Instructions to follow:
A word-for-word retyping of the listing is the goal.

Given entries below:

PR #411, opened 2026-08-07
WB-190 (4b): Add taxa, assess, and celebrate a clean run

TheCodeSharman:
## Summary
Second of three slices for the training vertical (Trello [WB-190](https://trello.com/c/1TohSHqr)). **Stacked on #410 (4a)** — base retargets to `main` when 4a merges; review the last commit for 4b's own diff. Wires the middle of the flow: identify taxa via the key, grade them, and open the success modal on a clean run.

- **Add-taxon** — `Training.addTaxon` appends an identified taxon to the session tray. `Main` routes `IDENTIFY` through the training tray when a session is active: a fresh identification (no `sampleTaxonId`) is added via the repository and the tray reopens **without a `taxonId`**, so the survey-only EditTaxon overlay never appears.
- **Assess** — the training tray shows an **Assess** anchor button (imperative like its GoBack/GoForward siblings, firing `Topics.ASSESS`; the tray VM listens and grades itself). Kept out of `bindView` deliberately — the anchor-bar → bindView migration is tracked in **WB-217**; doing it here would pull cross-screen nav refactoring into this PR.
- **Verdicts + Success** — on a clean run (every graded taxon correct) the VM emits `allCorrect`; the screen translates that to `Topics.TRAINING_SUCCESS` and `Main` opens the `TrainingSuccess` modal.
- **MethodSelect gating** — `SampleTrayPlus` flags `training` in its `SELECT_METHOD` intent so MethodSelect (from #406) greys the non-key options.

Rebased onto `main` after #406/#409 merged, so it composes with the merged MethodSelect gating.

Deferred to **4c**: the full capstone acceptance scenario, correcting a wrong taxon (tile remove/re-identify), and session teardown/resume on Finish.

## Test plan
- [x] `npx grunt unit-test-node` — 624 passing (Training.addTaxon, VM allCorrect + ASSESS subscription, controller → TRAINING_SUCCESS, SampleTrayPlus training flag)
- [x] iOS device specs `SampleTray`/`Academy`/`MethodSelect` — 41 passing on a clean build (new Assess-button test; survey path + MethodSelect gating unregressed)
- [ ] Cucumber capstone end-to-end — slice 4c

🤖 Generated with [Claude Code](https://claude.com/claude-code)

PR #412, opened 2026-08-07
WB-190 (4c): Corrections, valid-code gating, capstone scaffolding

TheCodeSharman:
## Summary
Final slice for the training vertical (Trello [WB-190](https://trello.com/c/1TohSHqr)). **Stacked on #411 (4b)** — base retargets to `main` as the stack merges; review the later commits for 4c's own diff. Completes the training behaviours and lands the **green** capstone acceptance scenario.

Per the design decisions on this card:
- **Correct a taxon in place** — tapping a taxon in a training tray reopens MethodSelect and re-identifies it at the **same position** (`Training.beginReplace` + replace-aware `addTaxon`), so positional grading is preserved.
- **Valid-code gating** — the Academy **Start button is greyed/disabled until the code maps to a real exercise, turning green** when it does (`Training.isValidCode`, VM `startEnabled`/`startColor`). Grey reuses the existing disabled-menu-entry precedent — one palette `disabled = #e6e6e6`, `MenuEntry` now points at it too.
- **Test exercise 999 = [181, 179]** (shallow, shipped in prod), verdict a11y label, and the full capstone scenario + page objects (TrainingSuccess screen, training-add, Assess, verdict reader, re-identify).

## Real bugs the end-to-end run surfaced (and fixed)
- **Assessment never graded correct** — the key yields *string* taxonIds (`"181"`) but exercises are authored as *numbers* (`181`), and `TrainingAssessor` compared with strict `===`. Every taxon (incl. exercise 101) graded incorrect and a clean run was unreachable. Fixed by comparing as strings.
- **Capstone flake** — a decision/detail window slides in over ~200ms; Appium taps faster than a human, so a tap mid-animation hit a stale coordinate and was dropped. Fixed **deterministically** (no fixed delay, no retry): `base-screen.clickWhenStable` polls the element's `getLocation()` via `driver.waitUntil` until stationary, then taps. Documented the "poll for state, never delay, never retry-to-go-green" rule in the tdd + fast-iteration skills.

Capstone runs **green 3/3** locally: Academy → 999 → empty tray → add gastropod → add wrong limpet → Assess → cross → re-identify to mussel → Assess → TrainingSuccess → Finish → menu.

Deferred (noted): the literal "offline" Given (training makes zero network calls); Finish teardown + resume (coupled — `startSession` wipes on each start, so no stale-data bug without resume).

## Test plan
- [x] `npx grunt unit-test-node` — 630 passing (Training corrections/validity/assessor, Academy VM, MenuEntry)
- [x] iOS acceptance "A valid session code enables Start" — passes
- [x] iOS acceptance capstone "Complete a training exercise, correcting a mistake" — passes 3/3

### DIFF
--- a/walta-app/app/styles/TrainingSuccess.tss
+++ b/walta-app/app/styles/TrainingSuccess.tss
@@ -27,15 +27,27 @@
 	font: { fontFamily: "Tahoma", fontWeight: "bold", fontSize: "38dp" }
 }
 
+// Sized by height (width SIZE keeps the aspect) so the whole modal — titlebar,
+// message, graphic, button — fits the shortest landscape viewport without
+// scrolling. Scales up with the screen-height buckets; the base serves the
+// smallest screens.
 ".successGraphic": {
-	top: "20dp",
-	width: "38%",
-	height: Ti.UI.SIZE
+	top: "12dp",
+	width: Ti.UI.SIZE,
+	height: "44dp"
+}
+
+".successGraphic[if=Alloy.Globals.isHighRes]": {
+	height: "64dp"
+}
+
+".successGraphic[if=Alloy.Globals.isXHighRes]": {
+	height: "120dp"
 }
 
 ".finishButton": {
-	top: "24dp",
-	bottom: "24dp",
+	top: "12dp",
+	bottom: "12dp",
 	color: Alloy.CFG.colors.primary,
 	backgroundColor: Alloy.CFG.colors.white,
 	borderColor: Alloy.CFG.colors.primary,


features/academy.feature
```diff
@@ -2,10 +2,25 @@ Feature: Academy
 
 I want to test my waterbug identification skills by starting a training session
 
-Scenario: Enter a training session code
+Scenario: A valid session code enables Start
```
TheCodeSharman: I don't think this scenario is necesary anymore, its covered and more by "Complete a training exercise, correcting a mistake"

walta-app/app/lib/logic/Training.js
```diff
@@ -19,13 +20,34 @@ module.exports = function createTraining({ topics, repo, exercises }) {
...
     isActive() {
       return tray !== null;
     },
 
-    // Append an identified taxon to the session tray. Position is the caller's
-    // concern (the store takes it as given), so training appends at the end.
+    // Mark a taxon for re-identification: the next addTaxon replaces it in place
+    // (the trainee tapped it to correct a wrong pick). See addTaxon.
+    beginReplace(sampleTaxonId) {
+      pendingReplace = sampleTaxonId;
```
TheCodeSharman: I think this is a code smell, it relies on recording some state, but that could potentially cause bugs if the user jumps around in the app a lot adn this state isn't reset, I'm wodnering if it make for sense to pass the tray position into the key identification and when the a taxon is identified, return that value. This also aligns with our decision to based the sample tray colecton on position.

features/academy.feature
TheCodeSharman: Done — removed the "A valid session code enables Start" scenario (and its now-orphaned step defs). The capstone covers entering 999 + Start becoming available, and the disabled-until-valid gating is covered by the Academy VM unit specs. Commit 54e60e1a.

walta-app/app/lib/logic/Training.js
TheCodeSharman: Reworked exactly as you suggested. The tapped cell's tray position now threads through MethodSelect → the key → the completing IDENTIFY, and `addTaxon(taxonId, position)` replaces that slot in place — no `beginReplace`/`pendingReplace` session state, so navigating away mid-correction can't leave a stale target. Aligns with the position-based tray collection. Commit 205ec2d7 (Node specs pin the threading end-to-end; iOS capstone green 16/16).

End of Given entries.

Reply to the task:
PR #411, opened 2026-08-07
WB-190 (4b): Add taxa, assess, and celebrate a clean run

TheCodeSharman:
## Summary
Second of three slices for the training vertical (Trello [WB-190](https://trello.com/c/1TohSHqr)). **Stacked on #410 (4a)** — base retargets to `main` when 4a merges; review the last commit for 4b's own diff. Wires the middle of the flow: identify taxa via the key, grade them, and open the success modal on a clean run.

- **Add-taxon** — `Training.addTaxon` appends an identified taxon to the session tray. `Main` routes `IDENTIFY` through the training tray when a session is active: a fresh identification (no `sampleTaxonId`) is added via the repository and the tray reopens **without a `taxonId`**, so the survey-only EditTaxon overlay never appears.
- **Assess** — the training tray shows an **Assess** anchor button (imperative like its GoBack/GoForward siblings, firing `Topics.ASSESS`; the tray VM listens and grades itself). Kept out of `bindView` deliberately — the anchor-bar → bindView migration is tracked in **WB-217**; doing it here would pull cross-screen nav refactoring into this PR.
- **Verdicts + Success** — on a clean run (every graded taxon correct) the VM emits `allCorrect`; the screen translates that to `Topics.TRAINING_SUCCESS` and `Main` opens the `TrainingSuccess` modal.
- **MethodSelect gating** — `SampleTrayPlus` flags `training` in its `SELECT_METHOD` intent so MethodSelect (from #406) greys the non-key options.

Rebased onto `main` after #406/#409 merged, so it composes with the merged MethodSelect gating.

Deferred to **4c**: the full capstone acceptance scenario, correcting a wrong taxon (tile remove/re-identify), and session teardown/resume on Finish.

## Test plan
- [x] `npx grunt unit-test-node` — 624 passing (Training.addTaxon, VM allCorrect + ASSESS subscription, controller → TRAINING_SUCCESS, SampleTrayPlus training flag)
- [x] iOS device specs `SampleTray`/`Academy`/`MethodSelect` — 41 passing on a clean build (new Assess-button test; survey path + MethodSelect gating unregressed)
- [ ] Cucumber capstone end-to-end — slice 4c

🤖 Generated with [Claude Code](https://claude.com/claude-code)

PR #412, opened 2026-08-07
WB-190 (4c): Corrections, valid-code gating, capstone scaffolding

TheCodeSharman:
## Summary
Final slice for the training vertical (Trello [WB-190](https://trello.com/c/1TohSHqr)). **Stacked on #411 (4b)** — base retargets to `main` as the stack merges; review the later commits for 4c's own diff. Completes the training behaviours and lands the **green** capstone acceptance scenario.

Per the design decisions on this card:
- **Correct a taxon in place** — tapping a taxon in a training tray reopens MethodSelect and re-identifies it at the **same position** (`Training.beginReplace` + replace-aware `addTaxon`), so positional grading is preserved.
- **Valid-code gating** — the Academy **Start button is greyed/disabled until the code maps to a real exercise, turning green** when it does (`Training.isValidCode`, VM `startEnabled`/`startColor`). Grey reuses the existing disabled-menu-entry precedent — one palette `disabled = #e6e6e6`, `MenuEntry` now points at it too.
- **Test exercise 999 = [181, 179]** (shallow, shipped in prod), verdict a11y label, and the full capstone scenario + page objects (TrainingSuccess screen, training-add, Assess, verdict reader, re-identify).

## Real bugs the end-to-end run surfaced (and fixed)
- **Assessment never graded correct** — the key yields *string* taxonIds (`"181"`) but exercises are authored as *numbers* (`181`), and `TrainingAssessor` compared with strict `===`. Every taxon (incl. exercise 101) graded incorrect and a clean run was unreachable. Fixed by comparing as strings.
- **Capstone flake** — a decision/detail window slides in over ~200ms; Appium taps faster than a human, so a tap mid-animation hit a stale coordinate and was dropped. Fixed **deterministically** (no fixed delay, no retry): `base-screen.clickWhenStable` polls the element's `getLocation()` via `driver.waitUntil` until stationary, then taps. Documented the "poll for state, never delay, never retry-to-go-green" rule in the tdd + fast-iteration skills.

Capstone runs **green 3/3** locally: Academy → 999 → empty tray → add gastropod → add wrong limpet → Assess → cross → re-identify to mussel → Assess → TrainingSuccess → Finish → menu.

Deferred (noted): the literal "offline" Given (training makes zero network calls); Finish teardown + resume (coupled — `startSession` wipes on each start, so no stale-data bug without resume).

## Test plan
- [x] `npx grunt unit-test-node` — 630 passing (Training corrections/validity/assessor, Academy VM, MenuEntry)
- [x] iOS acceptance "A valid session code enables Start" — passes
- [x] iOS acceptance capstone "Complete a training exercise, correcting a mistake" — passes 3/3

### DIFF
--- a/walta-app/app/styles/TrainingSuccess.tss
+++ b/walta-app/app/styles/TrainingSuccess.tss
@@ -27,15 +27,27 @@
 	font: { fontFamily: "Tahoma", fontWeight: "bold", fontSize: "38dp" }
 }
 
+// Sized by height (width SIZE keeps the aspect) so the whole modal — titlebar,
+// message, graphic, button — fits the shortest landscape viewport without
+// scrolling. Scales up with the screen-height buckets; the base serves the
+// smallest screens.
 ".successGraphic": {
-	top: "20dp",
-	width: "38%",
-	height: Ti.UI.SIZE
+	top: "12dp",
+	width: Ti.UI.SIZE,
+	height: "44dp"
+}
+
+".successGraphic[if=Alloy.Globals.isHighRes]": {
+	height: "64dp"
+}
+
+".successGraphic[if=Alloy.Globals.isXHighRes]": {
+	height: "120dp"
 }
 
 ".finishButton": {
-	top: "24dp",
-	bottom: "24dp",
+	top: "12dp",
+	bottom: "12dp",
 	color: Alloy.CFG.colors.primary,
 	backgroundColor: Alloy.CFG.colors.white,
 	borderColor: Alloy.CFG.colors.primary,


features/academy.feature
```diff
@@ -2,10 +2,25 @@ Feature: Academy
 
 I want to test my waterbug identification skills by starting a training session
 
-Scenario: Enter a training session code
+Scenario: A valid session code enables Start
```
TheCodeSharman: I don't think this scenario is necesary anymore, its covered and more by "Complete a training exercise, correcting a mistake"

walta-app/app/lib/logic/Training.js
```diff
@@ -19,13 +20,34 @@ module.exports = function createTraining({ topics, repo, exercises }) {
...
     isActive() {
       return tray !== null;
     },
 
-    // Append an identified taxon to the session tray. Position is the caller's
-    // concern (the store takes it as given), so training appends at the end.
+    // Mark a taxon for re-identification: the next addTaxon replaces it in place
+    // (the trainee tapped it to correct a wrong pick). See addTaxon.
+    beginReplace(sampleTaxonId) {
+      pendingReplace = sampleTaxonId;
```
TheCodeSharman: I think this is a code smell, it relies on recording some state, but that could potentially cause bugs if the user jumps around in the app a lot adn this state isn't reset, I'm wodnering if it make for sense to pass the tray position into the key identification and when the a taxon is identified, return that value. This also aligns with our decision to based the sample tray colecton on position.

features/academy.feature
TheCodeSharman: Done — removed the "A valid session code enables Start" scenario (and its now-orphaned step defs). The capstone covers entering 999 + Start becoming available, and the disabled-until-valid gating is covered by the Academy VM unit specs. Commit 54e60e1a.

walta-app/app/lib/logic/Training.js
TheCodeSharman: Reworked exactly as you suggested. The tapped cell's tray position now threads through MethodSelect → the key → the completing IDENTIFY, and `addTaxon(taxonId, position)` replaces that slot in place — no `beginReplace`/`pendingReplace` session state, so navigating away mid-correction can't leave a stale target. Aligns with the position-based tray collection. Commit 205ec2d7 (Node specs pin the threading end-to-end; iOS capstone green 16/16).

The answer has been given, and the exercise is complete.